As mentioned above, the date of amendments to the law in the last edition was June 30, 2017. Two articles were amended: article 14 and article 17.2.

Article 14

In subparagraph 1 of Article 14 of this law, the sentence “ listing of federal government securities or bonds of the Bank of Russia.”

Article 17.2

Article 17.2 of this law was supplemented by paragraph 7. It states that the provisions and rules of the current article do not apply to the procedure for the Bank of Russia to purchase securities under repurchase agreements.

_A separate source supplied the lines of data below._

PR #1525, opened 2022-11-14
Gix 1107 increase dissolve delay sns neuron

mstrasinskis:
# Motivation

https://dfinity.atlassian.net/browse/GIX-1107

Increase dissolve delay feature.
Switching to the sns properties will be done in a separate PR (https://dfinity.atlassian.net/browse/GIX-1120).

# Changes

- sns api `increaseDissolveDelay`
- sns service `updateDelay`
- created `IncreaseSnsDissolveDelayButton` and subcomponents (similar to `nns` implementation but with props drilling)

# Tests

Manual tests were done locally (sns-demo).

- sns governance api `increaseDissolveDelay`
- sns services `updateDelay`
- related components

# Screenshot

https://user-images.githubusercontent.com/98811342/201718240-092fb946-f3dc-4599-b534-a677f4280a61.mp4


frontend/src/lib/components/sns-neuron-detail/SnsNeuronMetaInfoCard.svelte
```diff
@@ -36,6 +42,14 @@
         neuron,
         identity: $authStore.identity,
       });
+
+  let allowedToDissolve: boolean;
+  $: allowedToDissolve = isNullish(neuron)
+    ? false
+    : hasPermissionToDissolve({
```
mstrasinskis, line 49: @lmuntaner, do you know, is this enough?

frontend/src/lib/utils/sns-neuron.utils.ts
```diff
@@ -65,6 +65,15 @@ export const getSnsLockedTimeInSeconds = (
   }
 };
 
+// Delay from now
+export const getSnsDissolveDelaySeconds = (
```
mstrasinskis, line 69: @lmuntaner, does this function make sense or `getSnsLockedTimeInSeconds` can be always used?

frontend/src/lib/components/sns-neuron-detail/SnsNeuronMetaInfoCard.svelte
lmuntaner: Yes, it seems so.

https://github.com/dfinity/ic/blob/master/rs/sns/governance/src/governance.rs#L2991

Also for the buttons to stop and start dissolving.

frontend/src/lib/components/sns-neurons/SetSnsDissolveDelay.svelte
```diff
@@ -0,0 +1,159 @@
...
+
+  let dissolveDelaySeconds: bigint;
+  $: dissolveDelaySeconds = getSnsLockedTimeInSeconds(neuron) ?? 0n;
+
+  const goToConfirmation = async () => {
+    dispatcher("nnsConfirmDelay");
+  };
+</script>
+
+<div class="wrapper">
```
lmuntaner, line 59: Can't we reuse the same UI component for NNS and SNS neurons?

Maybe just passing some props and slots?

frontend/src/lib/modals/sns/IncreaseSnsDissolveDelayModal.svelte
```diff
@@ -0,0 +1,72 @@
...
+  };
+</script>
+
+<WizardModal {steps} bind:currentStep bind:this={modal} on:nnsClose>
+  <svelte:fragment slot="title">{currentStep?.title}</svelte:fragment>
+  {#if currentStep.name === "SetSnsDissolveDelay"}
+    <SetSnsDissolveDelay
+      {neuron}
+      {token}
+      cancelButtonText={$i18n.core.cancel}
```
lmuntaner, line 53: Why do we need to pass it as props? Is `SetSnsDissolveDelay` being used anywhere else?

I think that NnsDissolveDelay was, that's why we had this props. But Sns neurons might not.

frontend/src/lib/modals/sns/IncreaseSnsDissolveDelayModal.svelte
```diff
@@ -0,0 +1,72 @@
...
+      bind:delayInSeconds
+    />
+  {/if}
+  {#if currentStep.name === "ConfirmSnsDissolveDelay"}
+    <ConfirmSnsDissolveDelay
+      confirmButtonText={$i18n.neurons.confirm_update_delay}
+      {neuron}
+      {token}
+      {delayInSeconds}
+      {reloadNeuron}
```
lmuntaner, line 67: Could you reload the neuron in the listener of `on:nnsUpdated`?

frontend/src/lib/modals/sns/IncreaseSnsDissolveDelayModal.svelte
```diff
@@ -0,0 +1,72 @@
...
+      confirmButtonText={$i18n.neurons.update_delay}
+      {minDelayInSeconds}
+      on:nnsCancel={closeModal}
+      on:nnsConfirmDelay={goNext}
+      bind:delayInSeconds
+    />
+  {/if}
+  {#if currentStep.name === "ConfirmSnsDissolveDelay"}
+    <ConfirmSnsDissolveDelay
+      confirmButtonText={$i18n.neurons.confirm_update_delay}
```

Below are articles in which no changes were made during the last edition. However, they contain important information.

Article 1

Article 1 of the Federal Law “On the Stock Market” defines the subject of regulation of this Federal Law. These are relationships that arise in the case of circulation and issue of securities. The type of issuer does not matter. The article also describes that other promotions that are provided for by Federal Law may participate.

Article 2

Article 2 of the Federal Law “On the Securities Market” describes the basic concepts that are used in this Federal Law.

For example:

An issue-grade security is any share that is characterized in the following aspects:

  • Takes into account property and non-property rights;
  • Has the same terms and scope for exercising the right. The time of acquisition of shares does not play a big role;
  • Published in editions.

A share is an issue-grade security that has one owner, who is also a shareholder.

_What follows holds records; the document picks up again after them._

PR #1527, opened 2022-11-15
feat: public launchpad

peterpeterparker:
# Motivation

wip

# Changes

wip

# Tests

wip


frontend/src/lib/components/project-detail/ParticipateButton.svelte
```diff
@@ -44,25 +45,30 @@
...
+        text={$i18n.sns_project_detail.max_user_commitment_reached}
+      >
+        <button
+          class="primary"
+          data-tid="sns-project-participate-button"
+          disabled>{$i18n.sns_project_detail.participate}</button
+        >
+      </Tooltip>
+    {/if}
+    <span slot="signin-cta">Sign in to participate</span>
```
lmuntaner, line 70: i18n key

frontend/src/lib/modals/accounts/NewTransaction/TransactionReview.svelte
```diff
@@ -74,12 +75,14 @@
     <button class="secondary" data-tid="transaction-button-back" on:click={back}
       >{$i18n.accounts.edit_transaction}</button
     >
-    <button
-      class="primary"
-      data-tid="transaction-button-execute"
-      disabled={$busy || disableSubmit}
-      on:click={submit}>{$i18n.accounts.execute}</button
-    >
+    <SignInGuard>
```
lmuntaner, line 78: Do we want to use the `SignInGuard` everywhere there is a private action by default?

Or only the public pages with a private action?

frontend/src/lib/services/$public/app.services.ts
```diff
@@ -0,0 +1,59 @@
...
+import { displayAndCleanLogoutMsg } from "$lib/services/auth.services";
+import { authStore } from "$lib/stores/auth.store";
+import { layoutAuthReady } from "$lib/stores/layout.store";
+import { toastsError } from "$lib/stores/toasts.store";
+
+/**
+ * Load the application public data that are available globally ("global stores").
+ * These data can be read by any users without being signed-in.
+ */
+export const initAppData = (): Promise<
```
lmuntaner, line 16: You already rename it when you use it; therefore, does it make sense to rename this one to `initAppPublicData` and the other one to `initAppPrivateData`?

Not a strong opinion, but since you already do so when importing, maybe it does make sense.

lmuntaner (approved):
One small change and a couple of comments, but already approving.

Thanks!

frontend/src/lib/services/$public/app.services.ts
peterpeterparker: Well yesterday you said that we should use the same function name regardless if public or private, to which I said I got no strong opinion, so I used the same function name as you said 😉

frontend/src/lib/modals/accounts/NewTransaction/TransactionReview.svelte
peterpeterparker: On every private actions that could potentially be displayed in a public page

peterpeterparker:
@lmuntaner fyi just pushed a small change: for the time being, if user is not signed in, on "Launchpad", proposals will be hidden since these are not yet public in this PR.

A bond is an issue share. According to the law, its owner has the right to receive its face value at any time. In some cases, the owner may receive a fixed percentage of the face value or other property rights. The income from a bond is equivalent to interest on profits.

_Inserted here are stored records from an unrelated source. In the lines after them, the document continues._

PR #1529, opened 2022-11-15
GIX-1116: Syns SNS Neuron Balances

lmuntaner:
# Motivation

Check sns neuron balances with the stake and claim or refresh accordingly if they don't match

# Changes

* New sns-governance api: "getNeuronBalance", "refreshNeuron", "claimNeuron".
* Rename sns neuron service "loadSnsNeurons" to "syncSnsNeurons". Add balance check there.
* Add balance check in getSnsNeuron service.
* Balance check and refreshing is done in "checkSnsNeuronBalances". No recursion, each neuron refreshed is loaded independently.
* New method in sns neurons store "addNeurons".

# Tests

* Test new cases in syncSnsNeurons and getSnsNeuron services.
* Test new sns neurons method.
* Test new sns governance apis.

### DIFF
--- a/frontend/src/lib/services/sns-neurons.services.ts
+++ b/frontend/src/lib/services/sns-neurons.services.ts
@@ -2,6 +2,7 @@ import {
   addNeuronPermissions,
   disburse as disburseApi,
   increaseDissolveDelay as increaseDissolveDelayApi,
+  refreshNeuron,
   removeNeuronPermissions,
   startDissolving as startDissolvingApi,
   stopDissolving as stopDissolvingApi,
@@ -31,12 +32,30 @@ import {
   type SnsNeuron,
   type SnsNeuronId,
 } from "@dfinity/sns";
-import { arrayOfNumberToUint8Array, fromDefinedNullable } from "@dfinity/utils";
+import {
+  arrayOfNumberToUint8Array,
+  fromDefinedNullable,
+  fromNullable,
+} from "@dfinity/utils";
 import { get } from "svelte/store";
 import { getIdentity } from "./auth.services";
+import {
+  checkSnsNeuronBalances,
+  neuronNeedsRefresh,
+} from "./sns-neurons-check-balances.services";
 import { queryAndUpdate } from "./utils.services";
 
-export const loadSnsNeurons = async (
+/**
+ * Loads sns neurons in store and checks neurons's stake against the balance of the subaccount.
+ *
+ * On update, it will check whether there are neurons that need to be refreshed or claimed.
+ * A neuron needs to be refreshed if the balance of the subaccount doesn't match the stake of the neuron.
+ * A neuron needs to be claimed if there is a subaccount with balance and no neuron.
+ *
+ * @param {Principal} rootCanisterId
+ * @returns {void}
+ */
+export const syncSnsNeurons = async (
   rootCanisterId: Principal
 ): Promise<void> => {
   return queryAndUpdate<SnsNeuron[], unknown>({
@@ -46,12 +65,19 @@ export const loadSnsNeurons = async (
         identity,
         certified,
       }),
-    onLoad: ({ response: neurons, certified }) => {
+    onLoad: async ({ response: neurons, certified }) => {
       snsNeuronsStore.setNeurons({
         rootCanisterId,
         neurons,
         certified,
       });
+
+      if (certified) {
+        checkSnsNeuronBalances({
+          rootCanisterId,
+          neurons,
+        });
+      }
     },
     onError: ({ error: err, certified }) => {
       console.error(err);
@@ -71,6 +97,26 @@ export const loadSnsNeurons = async (
       );
     },
     logMessage: "Syncing Sns Neurons",
+  });
+};
+
+const loadNeurons = async ({
+  rootCanisterId,
+  certified,
+}: {
+  rootCanisterId: Principal;
+  certified: boolean;
+}): Promise<void> => {
+  const identity = await getIdentity();
+  const neurons = await querySnsNeurons({
+    identity,
+    rootCanisterId,
+    certified,
+  });
+  snsNeuronsStore.setNeurons({
+    rootCanisterId,
+    certified,
+    neurons,
   });
 };
 
@@ -144,8 +190,26 @@ export const getSnsNeuron = async ({
         certified,
         neuronId: { id: neuronId },
       }),
-    onLoad: ({ response: neuron, certified }) => {
+    onLoad: async ({ response: neuron, certified }) => {
       onLoad({ neuron, certified });
+
+      if (certified) {
+        // Check that the neuron's stake is in sync with the subaccount's balance
+        const neuronId = fromNullable(neuron.id);
+        if (neuronId !== undefined) {
+          const identity = await getNeuronIdentity();
+          if (await neuronNeedsRefresh({ rootCanisterId, neuron, identity })) {
+            await refreshNeuron({ rootCanisterId, identity, neuronId });
+            const updatedNeuron = await querySnsNeuron({
+              identity,
+              rootCanisterId,
+              neuronId,
+              certified,
+            });
+            onLoad({ neuron: updatedNeuron, certified });
+          }
+        }
+      }
     },
     onError: ({ certified, error }) => {
       onError?.({ certified, error });
@@ -354,7 +418,7 @@ export const stakeNeuron = async ({
       identity,
       source: decodeSnsAccount(account.identifier),
     });
-    await loadSnsNeurons(rootCanisterId);
+    await loadNeurons({ rootCanisterId, certified: true });
     return { success: true };
   } catch (err) {
     toastsError(
--- a/frontend/package-lock.json
+++ b/frontend/package-lock.json
@@ -1653,9 +1653,9 @@
       }
     },
     "node_modules/@dfinity/cmc": {
-      "version": "0.0.3-next-2022-11-11.1",
-      "resolved": "https://registry.npmjs.org/@dfinity/cmc/-/cmc-0.0.3-next-2022-11-11.1.tgz",
-      "integrity": "sha512-/1aJJ22hzZAT/Wo2p2aTU2KKtYP6Uiw53aky4Im9QhdbW5F1tqeOR4lAhbnuD4QYxTkvx62TWRllLUKiBHKz+g==",
+      "version": "0.0.3-next-2022-11-16.2",
+      "resolved": "https://registry.npmjs.org/@dfinity/cmc/-/cmc-0.0.3-next-2022-11-16.2.tgz",
+      "integrity": "sha512-Wzmjc+4olSEhZ15wSV3Ua6o1w0V9Y886+zyhEIzPT70xTNgtawWfh0okfCx7FH3O1fQBu5GmKeYRvUlgVJBpsw==",
       "peerDependencies": {
         "@dfinity/utils": "^0.0.6-next"
       }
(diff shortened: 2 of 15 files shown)


lmuntaner:

PENDING: Tests, but the logic is already working.

lmuntaner:
@mstrasinskis ready for full review

frontend/src/lib/services/sns-neurons.services.ts
```diff
@@ -70,6 +86,226 @@ export const loadSnsNeurons = async (
...
+        rootCanisterId,
+        neuronId: currentNeuronId,
+        certified: false,
+        identity,
+      });
+      if (currentBalance > BigInt(0)) {
+        const neuron = neurons.find(
+          (neuron) =>
+            getSnsNeuronIdAsHexString(neuron) ===
+            subaccountToHexString(subaccount)
```
mstrasinskis, line 246: Just a suggestion and probably not part of this PR. Because of it's own scope, what do you think if all the sns neuron-stake related entities are prefixed with `ns` (e.g. `nsSubaccountToHexString`)?

frontend/src/lib/services/sns-neurons.services.ts
```diff
@@ -10,29 +13,35 @@ import {
...
   type SnsNeuronId,
 } from "@dfinity/sns";
-import { arrayOfNumberToUint8Array } from "@dfinity/utils";
+import { arrayOfNumberToUint8Array, fromNullable } from "@dfinity/utils";
 import { get } from "svelte/store";
 import { getIdentity } from "./auth.services";
 import { queryAndUpdate } from "./utils.services";
 
-export const loadSnsNeurons = async (
+export const syncSnsNeurons = async (
```
mstrasinskis, line 44: Probably worth to add a comment that calling this function is the only way to reliable finalise transactions and get the actual neuron stakes. Just to emphasise its importance.
(Ideally also a short algorithm description from the doc because its implementation is not limited to one function)

frontend/src/lib/services/sns-neurons.services.ts
```diff
@@ -70,6 +86,226 @@ export const loadSnsNeurons = async (
...
+  const visitedSubaccounts = new Set<string>();
+  // TODO: Check neurons controlled by linked HW?
+  const identity = await getIdentity();
+  const controller = identity.getPrincipal();
+  // Visit subaccounts by order until we find a balance of 0.
+  // Therefore, we set the initial balance to some non-zero value.
+  let currentBalance = BigInt(1);
+  for (
+    let index = 0;
+    index < MAX_NEURONS_SUBACCOUNTS && currentBalance > BigInt(0);
```
mstrasinskis, line 225: Probably using `break` instead of `currentBalance > BigInt(0)` could simplify the code a bit.

frontend/src/lib/services/sns-neurons.services.ts
```diff
@@ -70,6 +86,226 @@ export const loadSnsNeurons = async (
...
+      visitedSubaccounts.add(subaccountToHexString(subaccount));
+      // Id of an sns neuron is the subaccount of the sns governance canister where the stake is
+      const currentNeuronId: SnsNeuronId = { id: subaccount };
+      currentBalance = await getNeuronBalance({
+        rootCanisterId,
+        neuronId: currentNeuronId,
+        certified: false,
+        identity,
+      });
+      if (currentBalance > BigInt(0)) {
```
mstrasinskis, line 242: nitpick: would be nice to to have more consts for readability. e.g.
```
const positiveBalance: boolean
const knownNeuron: boolean
const differentBalance: boolean
```

frontend/src/lib/services/sns-neurons.services.ts
```diff
@@ -70,6 +86,226 @@ export const loadSnsNeurons = async (
...
+            controller,
+            memo: BigInt(index),
+            subaccount,
+          });
+        } else {
+          // Check if neuron needs refresh.
+          const neuronId = fromNullable(neuron.id);
+          if (neuronId !== undefined) {
+            if (
+              await neuronNeedsRefresh({
```
mstrasinskis, line 262: Wouldn't it check the same balance as loaded before #236?
https://github.com/dfinity/nns-dapp/pull/1529/files#diff-3a1a9c5c924b5918e75d65e6497c777fa172c89b58d7a649e8ffa9b5c97f9359R236

frontend/src/lib/services/sns-neurons.services.ts
```diff
@@ -70,6 +86,226 @@ export const loadSnsNeurons = async (
...
+  });
+  snsNeuronsStore.addNeurons({
+    rootCanisterId,
+    certified,
+    neurons: [neuron],
+  });
+};
+
+/**
+ * Returns true if the neuton's stake doesn't match the balance of the subaccount.
```
mstrasinskis, line 133:
```suggestion
 * Returns true if the neuron's stake doesn't match the balance of the subaccount.
```

frontend/src/lib/services/sns-neurons.services.ts
```diff
@@ -70,6 +86,226 @@ export const loadSnsNeurons = async (
...
+          }
+        }
+      }
+    } catch (error) {
+      // Ignore the error, we do this in the background.
+      // If this fails the data might be stale but it should refreshed on the next sync.
+      console.error(error);
+    }
+  }
+  // Check unvisited neurons.
```
mstrasinskis, line 285: nitpick: Probably worth a separate function. This one is already pretty big.

frontend/src/lib/services/sns-neurons.services.ts
```diff
@@ -70,6 +86,226 @@ export const loadSnsNeurons = async (
...
+            }
+          }
+        }
+      }
+    } catch (error) {
+      // Ignore the error, we do this in the background.
+      // If this fails the data might be stale but it should refreshed on the next sync.
+      console.error(error);
+    }
+  }
```
mstrasinskis, line 284: Is this out of the current PR scope?
> if subaccount in neurons:
>      neurons.remove(subaccount)

frontend/src/lib/services/sns-neurons.services.ts
lmuntaner: That's a good idea, I'll add it.

frontend/src/lib/services/sns-neurons.services.ts
```diff
@@ -70,6 +86,201 @@ export const loadSnsNeurons = async (
   });
 };
 
+const loadNeuron = async ({
+  rootCanisterId,
```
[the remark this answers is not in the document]
lmuntaner: Sounds good. Initially I thought I might export it and use it somewhere else. That's why I didn't add it. But for now it's more of a helper function.

frontend/src/lib/services/sns-neurons.services.ts
lmuntaner: 😂

frontend/src/lib/services/sns-neurons.services.ts
```diff
@@ -70,6 +86,201 @@ export const loadSnsNeurons = async (
...
+      (await getNeuronBalance({
+        rootCanisterId,
+        neuronId,
+        certified: false,
+        identity,
+      }));
+    return balance !== neuron.cached_neuron_stake_e8s;
+  }
+  // Edge case, a valid neuron should have a neuron id
+  return false;
```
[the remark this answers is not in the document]
lmuntaner: 👍

frontend/src/lib/services/sns-neurons.services.ts
```diff
@@ -70,6 +86,226 @@ export const loadSnsNeurons = async (
...
+  rootCanisterId: Principal;
+  neurons: SnsNeuron[];
+}): Promise<void> => {
+  const visitedSubaccounts = new Set<string>();
+  // TODO: Check neurons controlled by linked HW?
+  const identity = await getIdentity();
+  const controller = identity.getPrincipal();
+  // Visit subaccounts by order until we find a balance of 0.
+  // Therefore, we set the initial balance to some non-zero value.
+  let currentBalance = BigInt(1);
```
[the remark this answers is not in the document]
lmuntaner: Sounds good

frontend/src/lib/services/sns-neurons.services.ts
lmuntaner: I had it, but it obscured a little bit the condition to break the loop.

I found the logic clearer like this. A break seems like an exception, but in this loop, that's exactly when we want to stop, more than the `MAX_NEURONS_SUBACCOUNTS`.

I almost used a while loop, but we also needed the index to go up, that's why I used the for loop.

frontend/src/lib/services/sns-neurons.services.ts
```diff
@@ -70,6 +86,201 @@ export const loadSnsNeurons = async (
...
+  for (
+    let index = 0;
+    index < MAX_NEURONS_SUBACCOUNTS && currentBalance > BigInt(0);
+    index++
+  ) {
+    try {
```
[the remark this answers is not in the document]
lmuntaner: Good point

frontend/src/lib/services/sns-neurons.services.ts
lmuntaner: All in for readability, sounds good.

frontend/src/lib/services/sns-neurons.services.ts
lmuntaner: `subaccountToHexString` has nothing to do with neurons.

We could use this for SNS subaccounts as well.

Do you mean to diffentiate utils that are for SNS and for NNS?

frontend/src/lib/services/sns-neurons.services.ts
lmuntaner: Yes it does.

That's why I pass it as parameter:

```
const needsRefresh = await neuronNeedsRefresh({
  rootCanisterId,
  neuron,
  identity,
  // Here I pass the balance
  balanceE8s: currentBalance,
});
```

I used a helper to reuse the logic of what it means to need a refresh.

But maybe I could use an util that expects the balance, and use it here and use the service that also fetches the balance in the other places.

frontend/src/lib/services/sns-neurons.services.ts
lmuntaner: This probably depends on the error.

But because this is an extra check, I think that if chekcing balances fail, we are safe to assume that the update call to get the neurons is a good fallback.

frontend/src/lib/services/sns-neurons.services.ts
lmuntaner: Sounds good, let me refactor a bit.

lmuntaner:
@mstrasinskis please review. I did quite a bit of refactor to try to better explain what's going on. Let me know what you think.

frontend/src/lib/services/sns-neurons.services.ts
mstrasinskis: Thanks for the explanation

frontend/src/lib/services/sns-neurons.services.ts
mstrasinskis: I thought that it is a bit confusing because `subaccountToHexString` also has nothing to do with account subaccounts. But not a strong opinion.

lmuntaner: discussed in a call

frontend/src/lib/services/sns-neurons.services.ts
lmuntaner: Done. The algorithm refreshes the neuron and if the stake if 0 it will not show in the UI.

lmuntaner:
@mstrasinskis please review

I have refactored the code to its own file.

mstrasinskis (approved):
LGTM. Special thanks for the documentation update!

An issuer is a legal entity, a local government body, an executive body of state power or another organizer of the event. He is responsible to the owner of the securities or to himself. In other words, he ensures that the rights attached to these shares are not violated.

Article 8

Article 8 of the Federal Law “On Securities Markets” describes the work of maintaining records of owners of securities.

In the course of such work, several processes are involved:

  • Accounting;
  • Information control;
  • Storage of information.

Such work should be carried out exclusively by legal entities. If a person expresses a desire to maintain the register, he is renamed as the registry holder. At the request of the issuer, a securities market participant may become the holder of the register. The main condition is to have a license with you, the validity of which allows you to maintain a register. Other cases provided for by federal laws are also possible.

Article 30

Article 30 of the Federal Law “On the Securities Market” defines the concept of “disclosure of information”. In other words, the term information disclosure means the availability of information to all interested parties. In other words, the information disclosed does not require privileges to gain access under the law. If a share prospectus or Russian depositary receipts are registered, access to the information is carried out on the market.

Download the Federal Law “On the Securities Market”

The Federal Law “On the Securities Market” includes 13 chapters and 53 articles. It determines the owners of shares in the financial market. Lists the characteristics and rights of specific persons who can participate in the auction. To analyze the main aspects in more detail, read the changes, additions and amendments to legislative provisions, download 39-FZ.